Lately it feels like death has been closing in on me. I lost my old psychiatrist. Then Leunig died. The daughter of some family friends died. Someone I know told me that their daughter has been doing a school project about death which has driven her mad. She is now haunted by this symbol of a triangle, square and cross, and now has to take anti-anxiety meds. I’ve been seeing a lot of posts about death on Facebook. Someone in a dissociation group posted about their grandmother, who was their safe haven and a wonderful soul. “And when we visited for the first and only time since coming out as trans she was the only person, despite her dementia getting pretty bad at this point, to never once deadname or misgender us,” the member wrote.
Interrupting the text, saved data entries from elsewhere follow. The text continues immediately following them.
Issue #1175, opened 2026-08-10
cancel() and producer-failure write a terminal state to the store but not to active subscriber streams


chopmob-cloud:
Follow-up from the review of #1172 (raised by @astrogilda).

### What happens

`ActiveTask.cancel()` now closes a task out to a terminal `CANCELED` state when
the executor's `cancel()` is cleanup-only or the task was parked in a
non-terminal state (e.g. `input-required`). That terminal state is written
directly to the task store via `save_task_event`, because by that point both
the agent and subscriber event queues are already closed.

The consequence is that the terminal state reaches the **store** but not an
**active subscriber stream**. A client that was streaming the task
(`SubscribeToTask` / `message/stream`) receives the initial `Task` in `WORKING`
and then the stream ends; it never sees a `CANCELED` event and has to re-read
the task to learn the outcome. The push path does not fire either, since
`_update_task_state` only notifies on `PushNotificationEvent`.

### Why it was left out of #1172

At the point of the direct store write, both queues are already closed, so a
store write is the only option left. The same pattern already exists for the
producer-failure path (`active_task.py`, the `FAILED` write in
`_run_producer`'s `except Exception` arm), under a comment that says so. #1172
kept scope to the authorization fix (#1159) and the "cancel leaves an actionable
terminal state" fix (#1170); this stream-visibility gap is orthogonal.

### Proposed follow-up

Give a streaming or push-subscribed client a way to observe the terminal state
without polling. Options to weigh:

- Emit a synthetic terminal `TaskStatusUpdateEvent` to `_event_queue_subscribers`
  before the queues are torn down, so an active subscriber sees the transition.
- Route the terminal store write through the push path so `push_sender` fires.

Both the `cancel()` CANCELED write and the producer-failure `FAILED` write share
this gap and should get the same treatment.

### Repro

Subscribe to a live task whose executor's `cancel()` is cleanup-only, cancel it,
and collect the events the subscriber receives: the stream yields the initial
`WORKING` task and ends, while `task_store.get` afterwards returns `CANCELED`.

anthonyrs06:
I'll take the follow-up that #1172 scoped out.

Long-lived A2A clients that subscribe (`message/stream` / `SubscribeToTask`) need to observe a terminal outcome without polling. Today `cancel()` and the producer-failure path write `CANCELED`/`FAILED` to the store after both queues are closed, so a subscriber sees `WORKING` and then a hung-up stream.

[...]

PR #1191, opened 2026-08-18
fix: publish terminal task state to subscriber streams (#1175)

anthonyrs06:
## Summary

Follow-up to #1172 / #1175. After #1172, `cancel()` writes `CANCELED` to the store *after* `_is_finished.wait()`, when both event queues are already closed. A live `SubscribeToTask` / `message/stream` client saw `WORKING` and then a hung-up stream. Push did not fire either. The same store-only write existed on the producer-failure path.

This persists a *copy* of the current task (the shared `get_task()` object is not mutated) and notifies observers **before** teardown:

- **`cancel()`** — if the executor's `cancel()` is cleanup-only (or the task is still non-terminal), emit a synthetic `TaskStatusUpdateEvent(CANCELED)` to `_event_queue_subscribers` and `push_sender` in `finally` *before* `_producer_task.cancel()`, while `_run_producer.finally` cannot have closed the queues yet. #1172's cancel ordering and BaseException/`CancelledError` residual are preserved.
- **Producer failure** — persist `FAILED` to the store and fire `push_sender` before the `finally` closes the queues. A `FAILED` status event is *not* enqueued on the subscriber stream: blocking `on_message_send` treats a terminal `Task` as a successful result, so the crash must still surface as the producer exception (scenarios 9 / 12). The leftover — a stream that cannot distinguish crash from disconnect without `get_task()` — is #1228.

The helper returns early when the task is already terminal (no duplicate store/push carrying an earlier state).

Rebased onto current main after #1172.

## Test plan

- [x] `./scripts/lint.sh`
- [x] `uv run pytest` (1988 passed locally after rebase)
- [x] `uv run pytest --cov=src --cov-report=term-missing` (93%)
- [x] New: live subscriber sees `CANCELED` on `cancel()`; shared task object is not mutated; push is notified
- [x] New: producer crash persists `FAILED` + push, subscriber receives the exception (no hang)
- [x] New: already-terminal persist is a no-op (no store write, no push)
- [x] Existing #1172 cancel tests (`CancelledError` still cancels producer; cancel does not mutate shared task)
- [x] Existing blocking error scenarios 9 and 12 still raise `A2AClientError`

### DIFF
--- a/src/a2a/server/agent_execution/active_task.py
+++ b/src/a2a/server/agent_execution/active_task.py
@@ -36,6 +36,7 @@ Data Flow and Event Handling:
 from __future__ import annotations
 
 import asyncio
+import inspect
 import logging
 import uuid
 
@@ -560,17 +561,26 @@ class ActiveTask:
                 'Producer[%s]: Execution failed',
                 self._task_id,
             )
-            # Persist the failure directly instead of relying on the closing
-            # event queue to carry a final status update.
+            # Persist FAILED (store + push) before finally closes the
+            # queues (issue #1175). Do not emit a FAILED status event:
+            # blocking on_message_send would treat that Task as success.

Her grandmother is now dying, and this member is scared to call her and speak with her one final time. I’ve been hyper aware of my own mortality, and I’m terrified that I’m going to lose my mum next. I wish I was a better daughter. I would hate for my parents to die and this be their last memory of me: mute, depressed, and not wanting to be around them. I took some dexamphetamine while at Mum’s. I went home to chill and an hour or so later it started to kick in. I felt my mood lift from a 1/10 to maybe a 5 or even 6/10. I felt like doing things again like some photography. It also makes me more outgoing. I texted my mum saying I felt better and asking if she’d still like to go for a walk. She said she’d since been for a walk, but suggested tomorrow. I hope I will be up for it tomorrow. I guess I’m just in grief. It feels like I’m frozen in this kind of sickness amber, as the people with chronic fatigue syndrome describe in the documentary unrest. But sometimes it occurs to me that while I may be standing still, life is still going on around me. People’s bodies are ageing. I want so badly to feel better, not just for myself but to be in a position where I can give back to others more. I do grieve my many losses, including the loss of health and bodily peace. I am pretty fucked up from my overdoses last year. I now have a tremor, which makes me feel like I’ve drunk too much coffee, and makes fine craft projects, which I used to be really good at, difficult now.